= Pierre Fauvel =

French zoologist

Pierre Louis André Fauvel (8 October 1866 in Cherbourg – 12 September 1958 in Angers) was a French zoologist, who specialized in the study of polychaetes.

He worked as a préparateur of zoology at the faculty of sciences in Caen, and in 1897 received his doctorate at the Sorbonne with a thesis on Ampharetidae. During the same year, he became a professor of zoology at the Université Catholique de l'Ouest in Angers, where he remained until his retirement in 1951.
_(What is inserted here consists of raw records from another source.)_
PR #3424, opened 2019-10-21
enable xr.ALL_DIMS in xr.dot

### LINKED ISSUE #3423: add `ALL_DIMS` in `xr.dot`
#### MCVE Code Sample

```python
import numpy as np
import xarray as xr
da_a = xr.DataArray(np.arange(3 * 2).reshape(3, 2), dims=['a', 'b'])
da_b = xr.DataArray(np.arange(3 * 2 * 2).reshape(3, 2, 2), dims=['a', 'b', 'c'])

xr.dot(da_a, da_b, dims=None)

```
This sums over the common dimensions:
```python
<xarray.DataArray (c: 2)>
array([110, 125])
Dimensions without coordinates: c
```

To sum over all dimensions:
```python
xr.dot(da_a, da_b, dims=['a', 'b', 'c'])

```
```python
<xarray.DataArray (c: 2)>
array([110, 125])
Dimensions without coordinates: c
```
#### Problem Description
`xr.dot` with `dims=None` currently sums over `all the common dimensions`. However, there are cases when a sum over all dimensions is desired. E.g. `xr.dot(da_a, da_b, dims=['a', 'b', 'c'])
` is a a memory efficient way to compute `(da_a * da_b).sum()` (if  `a` and `b` don't share the same dimensions). This is currently used in #2922 ([example](https://github.com/pydata/xarray/blob/dc7f6057c1a2533569ff6b5995d9a3c3e4c1fd85/xarray/core/weighted.py#L159)).

Therefore I suggest to allow `xr.dot(da_a, da_b, dims=xr.ALL_DIMS)` as shortcut to sum over all dimensions.

I assume there is no intent to change the behavior of `xr.dot(..., dims=None)`? (As it is a bit in contrast to other functions that are mostly applied over all dimensions.)

@fujiisoup @max-sixty 

<details>

</details>

mathause:
- [x] Closes #3423 
 - [x] Tests added


mathause:
Would you like me to replace `xr.ALL_DIMS` with `...`? (Although here I kind of like the explicit `xr.ALL_DIMS`).

shoyer:
It's fine to stick with `ALL_DIMS` for now. We'll remap `ALL_DIMS = ...` later, but every existing usage of ALL_DIMS will still work.

xarray/core/computation.py
```diff
@@ -1055,7 +1056,7 @@ def dot(*arrays, dims=None, **kwargs):
     ----------
     arrays: DataArray (or Variable) objects
         Arrays to compute.
-    dims: str or tuple of strings, optional
+    dims: xarray.ALL_DIMS, str or tuple of strings, optional
```
max-sixty:
```suggestion
    dims: '...', str or tuple of strings, optional
```

xarray/core/dataarray.py
```diff
@@ -2747,7 +2747,7 @@ def dot(
         ----------
         other : DataArray
             The other array with which the dot product is performed.
-        dims: hashable or sequence of hashables, optional
+        dims: xarray.ALL_DIMS, hashable or sequence of hashables, optional
```
```suggestion
        dims: '...', hashable or sequence of hashables, optional
```

max-sixty:
@mathause I did change the docstrings to `...`. I tried to commit but don't think I have permissions to your branch

Could we resolve the whatsnew conflicts and then we can merge?

Thank you!

max-sixty:
Super, thanks @mathause !

PR #3425, opened 2019-10-21
Html repr

### LINKED ISSUE #1627: html repr of xarray object (for the notebook)

jsignell:
This PR supersedes #1820 - see that PR for original discussion. See [this gist](https://nbviewer.jupyter.org/gist/jsignell/2b7843a6e4852198bf963fbd299e8d46) to try out the new MultiIndex and options functionality. 
 
 - [x] Closes #1627, closes #1820 
 - [x] Tests added

TODO:

 - [x] Add support for Multi-indexes
 - [x] Probably good to have some opt-in or fail back system in case where we (or users) know that the rendering will not work
 - [x] Add some tests


jsignell:
I don't really like how the ``attrs`` look without the alignment of keys and values. I will think about how to make that more legible

dcherian:
Honestly this is looking super good and ready to merge already!

Thanks @jsignell 

The only thing that looks funny to me is the alternating black-gray text coloring below:
image

jsignell:
Yeah I agree that is a strange part of the original PR. The version in the fiddle doesn't do that, so I'd really like to hear back from @benbovy about whether the fiddle css is more uptodate.

rabernat:
Julia, it's fantastic to see you working on this! Thanks so much!

shoyer:
This looks fantastic! Really great to have you working on this!

Some specific feedback:

1. Yes, I agree it would be nice to align the Attributes text, maybe this could make use of an HTML table?
2. Maybe bold would look better than underline for coordinates that are dimensions? I find the underline makes text a little hard to read. Happy to leave this up to you, though.
3. On my Ubuntu desktop, the "+" icon is bright yellow, which I'm guessing is not what was intended. Maybe it would better to stick with the three circle "data" icon?
image
4. What happens if there is a really long variable name? I had a version of the jsfiddle that expanded names when you hovered over them.

xarray/core/formatting_html.py
```diff
@@ -0,0 +1,313 @@
...
+
+    if len(var.attrs):
+        d['disabled'] = ''
+        d['attrs'] = summarize_attrs(var.attrs)
+    else:
+        d['disabled'] = 'disabled'
+        d['attrs'] = ''
+
+    # TODO: no value preview if not in memory
+    d['preview'] = d.get('preview', format_values_preview(var))
```
shoyer: We should probably implement this TODO before merging. Otherwise printing the repr() will probably cause computers to crash when using large datasets with dask-distributed.

shoyer: Also: this could be a nice place to recursively check for an `_html_repr_` attribute, e.g., on dask arrays!

xarray/core/formatting_html.py
```diff
@@ -0,0 +1,313 @@
...
+
+
+def array_section(obj):
+    d = {}
+
+    # "unique" id to expand/collapse the section
+    d['id'] = 'section-' + str(uuid.uuid4())
+
+    # TODO: no value preview if not in memory
+    d['preview'] = format_values_preview(obj.values, max_char=70)
```
shoyer: same concern as above

xarray/core/formatting_html.py
jsignell: oh I didn't look closely and read that TODO as a DONE. Yes I agree that we should make sure the data are loaded.

rabernat: Yes, would be amazing to see dask's new fancy array html repr here!

shoyer: I would suggest using `inline_variable_array_repr` from `formatting.py`.

xarray/core/formatting_html.py
```diff
@@ -0,0 +1,313 @@
...
+        d['disabled'] = ''
+        d['attrs'] = summarize_attrs(var.attrs)
+    else:
+        d['disabled'] = 'disabled'
+        d['attrs'] = ''
+
+    # TODO: no value preview if not in memory
+    d['preview'] = d.get('preview', format_values_preview(var))
+    d['attrs_ul'] = summarize_attrs(var.attrs)
+    d['data_repr'] = repr(var.data)
```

The polychaete family Fauveliopsidae bears his name, as does the genus Fauveliopsis. Along with his many writings on Polychaeta, he was also the author of publications in the fields of physiology and dietetics.

His zoological author abbreviation is Fauvel.

==Selected works==
- Recherches sur les Ampharétiens, 1897 - Research on Ampharetidae.
- Sur les stades Clymenides et Branchiomaldane des arenicoles, 1899 - On the genera Clymenides and Branchiomaldane of Arenicolidae.
- Polychètes errantes, 1923 - Wandering polychaetes.
- Polychètes sédentaires; addenda aux errantes, archiandélides, myzostomaires, 1927 - Sedentary polychaetes.
- Annélides polychètes de Nouvelle-Calédonie et des îles Gambier, 1947 - Polychaete annelids of New Caledonia and the Gambier Islands.
- [//archive.org/details/FBIPolychaeta Annelida Polychaeta] 1953, in: "The Fauna of India".